This is the worst ive seen kobe. I cant wait to see the new thread about billups being the newest kobe stopper.


----------



## AllEyezonTX (Nov 16, 2006)

nguyen_milan said:


> terrible game by Kobe



How many times does Phil remind Kobe about "aggression" in a game, I wonder?


----------



## Theonee (Dec 5, 2006)

Kobe is having a bad night, but no one is stepping up, and the officials are acting like Kobe ate their babies.


----------



## Bartholomew Hunt (Mar 4, 2003)

Another awful call. **** this ****.


----------



## AllEyezonTX (Nov 16, 2006)

That was the most excitment I've ever seen from Bynum, He's usually reserved...even after a dunk


----------



## Bartholomew Hunt (Mar 4, 2003)

Turiaf and Bynum playing together. Let's see how this works out.


----------



## AllEyezonTX (Nov 16, 2006)

Is Detroit running a 3-man break drill?...Man, **** the Piss-ton's!


----------



## Basel (Mar 31, 2005)

I just turned my TV off...I'm going to go take a shower, and then pretend this game never happened.


----------



## JoeD (Sep 2, 2004)

Just because a great player like Kobe has a bad game doesn't mean it must be the refs...


----------



## AllEyezonTX (Nov 16, 2006)

ha...don't you hate these games, espically on TNT...was magic in the studio?


----------



## Basel (Mar 31, 2005)

Have you watched the game? The officiating has been pretty lopsided. 

Anyway, I'm out.


----------



## Bartholomew Hunt (Mar 4, 2003)

JoeD said:


> Just because a great player like Kobe has a bad game doesn't mean it must be the refs...
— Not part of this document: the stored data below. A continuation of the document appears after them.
PR #29059, opened 2025-01-13
Allow reverse channel positions on stick gesture channels

andyp1per:
This fixes a long standing bug, where TX stick commands do not obey AP reversal settings

### DIFF
--- a/libraries/AP_OSD/AP_OSD_ParamScreen.cpp
+++ b/libraries/AP_OSD/AP_OSD_ParamScreen.cpp
@@ -388,37 +388,13 @@ void AP_OSD_ParamScreen::modify_configured_parameter(uint8_t number, Event ev)
     }
 }
 
-// return radio values as LOW, MIDDLE, HIGH
-// this function uses different threshold values to RC_Chanel::get_aux_switch_pos()
-// to avoid glitching on the stick travel
-RC_Channel::AuxSwitchPos AP_OSD_ParamScreen::get_channel_pos(const RC_Channel &chanref) const
-{
-    const auto *chan = &chanref;
-
-    const uint16_t in = chan->get_radio_in();
-    if (in <= 900 || in >= 2200) {
-        return RC_Channel::AuxSwitchPos::LOW;
-    }
-
-    // switch is reversed if 'reversed' option set on channel and switches reverse is allowed by RC_OPTIONS
-    bool switch_reversed = chan->get_reverse() && rc().option_is_enabled(RC_Channels::Option::ALLOW_SWITCH_REV);
-
-    if (in < RC_Channel::AUX_PWM_TRIGGER_LOW) {
-        return switch_reversed ? RC_Channel::AuxSwitchPos::HIGH : RC_Channel::AuxSwitchPos::LOW;
-    } else if (in > RC_Channel::AUX_PWM_TRIGGER_HIGH) {
-        return switch_reversed ? RC_Channel::AuxSwitchPos::LOW : RC_Channel::AuxSwitchPos::HIGH;
-    } else {
-        return RC_Channel::AuxSwitchPos::MIDDLE;
-    }
-}
-
 // map rc input to an event
 AP_OSD_ParamScreen::Event AP_OSD_ParamScreen::map_rc_input_to_event() const
 {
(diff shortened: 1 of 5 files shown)


libraries/RC_Channel/RC_Channel.cpp
```diff
@@ -1952,6 +1952,28 @@ RC_Channel::AuxSwitchPos RC_Channel::get_aux_switch_pos() const
...
+    // switch is reversed if 'reversed' option set on channel and switches reverse is allowed by RC_OPTIONS
+    bool switch_reversed = get_reverse();
+
+    if (in < RC_Channel::AUX_PWM_TRIGGER_LOW) {
+        return switch_reversed ? RC_Channel::AuxSwitchPos::HIGH : RC_Channel::AuxSwitchPos::LOW;
+    } else if (in > RC_Channel::AUX_PWM_TRIGGER_HIGH) {
+        return switch_reversed ? RC_Channel::AuxSwitchPos::LOW : RC_Channel::AuxSwitchPos::HIGH;
+    } else {
+        return RC_Channel::AuxSwitchPos::MIDDLE;
+    }
```
IamPete1, line 1974:
```suggestion
    if (in < RC_Channel::AUX_PWM_TRIGGER_LOW) {
        return switch_reversed ? RC_Channel::AuxSwitchPos::HIGH : RC_Channel::AuxSwitchPos::LOW;
    } 
    if (in > RC_Channel::AUX_PWM_TRIGGER_HIGH) {
        return switch_reversed ? RC_Channel::AuxSwitchPos::LOW : RC_Channel::AuxSwitchPos::HIGH;
    } 
    return RC_Channel::AuxSwitchPos::MIDDLE;
```

libraries/AP_OSD/AP_OSD_ParamScreen.cpp
```diff
@@ -388,37 +388,13 @@ void AP_OSD_ParamScreen::modify_configured_parameter(uint8_t number, Event ev)
...
-{
-    const auto *chan = &chanref;
-
-    const uint16_t in = chan->get_radio_in();
-    if (in <= 900 || in >= 2200) {
-        return RC_Channel::AuxSwitchPos::LOW;
-    }
-
-    // switch is reversed if 'reversed' option set on channel and switches reverse is allowed by RC_OPTIONS
-    bool switch_reversed = chan->get_reverse() && rc().option_is_enabled(RC_Channels::Option::ALLOW_SWITCH_REV);
```
IamPete1, line 404: There is a change in behavior for OSD it used to check the switch reversal option.

andyp1per: Yeah, but it didn't used to - this was broken when that option or some related change was introduced. It's been broken for a long time.

rmackay9 (approved):
This looks good to me, thanks!

I agree with PeterH's suggestion re the if/else stucture

rmackay9:
Ah, as per usual, some clarification on the testing that's been done would be good

peterbarker:
So this isn't really "rcmap" so much as "roll/pitch/yaw channels".  How those are determined is opaque now - thankfully.

I like the concept, not looking deeply as Randy's already approved.

My only concern is that we're going to be magically changing the meaning of that parameter.  We might end up changing people's setups rather significantly.  Just noting it, I'm not all that fussed until someone points out just how bad that fact is....

rmackay9:
@peterbarker, Txs for the feedback.  I don't think there's much danger to this change because RunCam simply uses the stick gestures to control the camera's OSD.  This allows users to set various options on the camera.

What would be scary is if this affected the stick gesture for arming but that's not the case

andyp1per:
Tested on a RunCam tracer both the menu commands and the OSD parameter change commands

peterbarker (approved):

rmackay9:

rmackay9:
With help from @andyp1per this is not included in 4.6.0-beta3, thanks!

Hwurzburg:
@peterbarker why do you think this needs wiki? it just affects how stick gestures affect RunCam setup and was backwards if user had used chan reversing to work normally for AP, correct? seems just to make bug fixed...does not affect anything other than RunCam users, correct? @andyp1per ?

andyp1per:
Yes agree @Hwurzburg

It is mostly Kobe. But the refs have sucked tonight. The Laker team has played like complete **** and would be losing either way.


----------



## AllEyezonTX (Nov 16, 2006)

The Laker's were off 2 days, right? 

we'll #24 to the bench...off w/ the game, on w/ the 360

out


----------



## Theonee (Dec 5, 2006)

Unless, we get Dwade to share some of his Free Throw magic, we are done.


----------



## Theonee (Dec 5, 2006)

Wow, Lakers leading by 10.:biggrin: :biggrin: :biggrin:


----------



## Bartholomew Hunt (Mar 4, 2003)

Wow.. Cookie throwing a fit..


----------



## Unique (Apr 13, 2005)

Bartholomew Hunt said:


> Wow.. Cookie throwing a fit..


why?


----------



## Steez (Nov 28, 2002)

Cook is pissed. I never say it was the refs fault, but today has been just horrible. They have been calling alot of no calls and not calling alot of fouls (for both teams, not just the Lakers).


----------



## Theonee (Dec 5, 2006)

Lakers are one team who doesn't play well, after having long rests.


----------



## Bartholomew Hunt (Mar 4, 2003)

Bleh..


----------



## Steez (Nov 28, 2002)

Unique said:


> why?


Poor guy, he came into the game tying his shorts... geting ready to play, just to get Bynum to come right in and take him out lol... because he threw his clothes at the coaches or something?


----------



## Bartholomew Hunt (Mar 4, 2003)

What is up with these random double teams? Was that supposed to be a trap? Odom runs up to double a stagnant Billups at the top of the key(guarded by Kobe) leaving Rasheed wide open for three. Is this part of the game plan? Downright awful..


----------



## jazzy1 (Jul 16, 2002)

Kobe has fumbled this game away. Worst game of his career. The Pistons defense took him out because he didn't attack them instead they attacked him. Why he never spins baseline against them is beyond me he keeps coming middle and getting stripped probably fouled half the time but still. 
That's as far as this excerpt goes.